Question
Reneta Company manufactures and sells diesel engines for use in small farming equipment. For its 2012 budget, Agro Engine Company estimates the following: (10 Marks)
Reneta Company manufactures and sells diesel engines for use in small farming equipment. For its
2012 budget, Agro Engine Company estimates the following: (10 Marks)
Selling Price $ 3,000
Variable Cost Per
Engine
$ 500
Annual Fixed Cost $3,000,000
Net Income $1,500,000
Income Tax Rate 25%
The first quarter income statement, as of March 31, reported that sales were not meeting expectations.

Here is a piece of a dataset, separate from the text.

PR #688, opened 2017-09-04
gPTP Announce interval timer restart fixed

ghMichalW:
The change fix a problem of gPTP daemon synchronization
in non-automotive profile when daemon is  not ready at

During the first quarter, only 300 units had been sold at the current price of $3,000. The income
statement showed that variable and fixed costs were as planned, which meant that the 2012 annual net
income projection would not be met unless management took action. A management committee was
formed and presented the following mutually exclusive alternatives to the president:
a. Reduce the selling price by 20%. The sales organization forecasts that at this significantly reduced
price, 2,000 units can be sold during the remainder of the year. Total fixed costs and variable cost per
unit will stay as budgeted.
b. Lower variable cost per unit by $50 through the use of less-expensive direct materials. The selling
price will also be reduced by $250, and sales of 1,800 units are expected for the remainder of the
year. c. Reduce fixed costs by 20% and lower the selling price by 10%. Variable cost per unit will be
unchanged. Sales of 1,700 units are expected for the remainder of the year.
Requirement :
If no changes are made to the selling price or cost structure, determine the number of units that Agro
Engine Company must sell (a) to break even and (b) to achieve its net income objective.